Well, yes I think there is some confusion here. We're talking about a specific structure, Lua_State, that is allocated once for each main (Lua) thread and coroutine. Each one is also pretty small, as it mostly holds root pointers to other structures. This isn't Lua state in the abstract sense of "all the state of a Lua VM". I doubt adding a single void* would impact a typical Lua install by more than a few dozen bytes TOTAL.
Sorry, but you're making assumptions on how malloc(), object sizes and minimal allocations relate. Take the pagesize and substract malloc overhead. That's the relevant number in i386's VM model. I'd want to know about contemporary systems that allow greater granularity.
You're probably confused with arena or bucket sizes, which are irrelevant intermediaries when determining the real cost of growing Lua_State. Not all allocators use size arbitrated buckets. For example, an allocator for short running routines whose access to the regular system allocator is difficult, like the dynamic linker's, have no need for size organization.

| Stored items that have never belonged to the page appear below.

PR #175, opened 2023-06-30
Update cal.com getBooking action

danijel:
- validates action input and settings (apiKey, bookingId can not be empty strings or undefined)
- user fetchTyped utility function from new core package to validate response data and get typed response back
- update error handling, to make distinction between input errors and api call errors
- improve test coverage

AST-5322


extensions/calDotCom/schema.ts
```diff
@@ -0,0 +1,47 @@
...
+// const UserSchema = z.object({
+//   email: z.string(),
+//   name: z.string(),
+//   timeZone: z.string(),
+//   locale: z.string().optional().nullable(),
+// })
+
+// export type User = z.infer<typeof UserSchema>
+
+export const BookingSchema = z.object({
```
danijel, line 28: @nckhell do you see any problem with this schema validation for getBooking response, would we ever allow data points to be saved in orchestration with invalid/missing values?

danijel: Action will fail with validation error subactivity added. So Stef/Aisha will see it in the activity feed. Only now it will be clearer error that what we have now added by orchestration.

nckhell: Okay 👌

extensions/calDotCom/CHANGELOG.md
```diff
@@ -1,5 +1,10 @@
 # Cal.com changelog
 
+## June 30, 2023
```
rahulkeerthi, line 3:
```suggestion
## July 4, 2023
```

I assume this was the date you started working on this?

extensions/calDotCom/actions/__tests__/getBooking.ts
```diff
@@ -1,41 +1,188 @@
-import { getBooking } from '../'
-jest.mock('../../calComApi')
+import { getBooking } from '../getBooking'
+import { faker } from '@faker-js/faker'
```
rahulkeerthi, line 2: adding `faker` just to generate uuids feels a bit unnecessary
`crypto.randomUUID()` should do the job

extensions/calDotCom/actions/__tests__/getBooking.ts
```diff
@@ -1,41 +1,188 @@
...
+      })
+    })
+  })
+
+  describe('with error thrown from CalComApi.getBooking', () => {
+    let mockCalComApi: jest.SpyInstance
+    let errorMessage: string
+
+    beforeEach(() => {
+      errorMessage = faker.word.words()
```
rahulkeerthi, line 150: Just make this a static errorMessage

extensions/calDotCom/schema.ts
```diff
@@ -0,0 +1,47 @@
...
+  description: z.string(),
+  startTime: z.string(),
+  endTime: z.string(),
+  status: z.string(),
+  uid: z.string(),
+  //   id: z.number(),
+  //   userId: z.number(),
+  //   user: UserSchema,
+  //   attendees: z.array(UserSchema),
+  //   metadata: z.record(z.unknown()),
```
rahulkeerthi, line 40: we wouldn't we want to expose these as data points? is it because we don't support arrays + objects yet for the user, metadata and attendees fields? but the other fields?

rahulkeerthi (changes requested):

extensions/calDotCom/schema.ts
danijel: did not want to get into that, I left what it exposed as is. Just did not want to have type and validation on what we don't use currently.

extensions/calDotCom/actions/__tests__/getBooking.ts
danijel: I like having faker in as dev dependency, we should be example how to write specs. Plus, it's pretty much a standard for fake data generation in tests.

extensions/calDotCom/actions/__tests__/getBooking.ts
danijel: I like faker better then coming up with strings and hardcoding them

rahulkeerthi (approved):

>> 2. The only relevant size constraint isn't heap bound. If you are eg. copying states, the possibly unused user pointer is going to touch a register.
> Well good luck copying a Lua_State (can you spell crash?), and why would placing an extra field in a structure touch an extra register?
As for malloc(), nope, not confused at all, and while I am making a general assumption about malloc(), I've yet to find a help allocator underneath the C malloc() API that only allocates multiples of VM pages (I'm not sure when you mean "greater" granularity of you mean finer or coarser grained).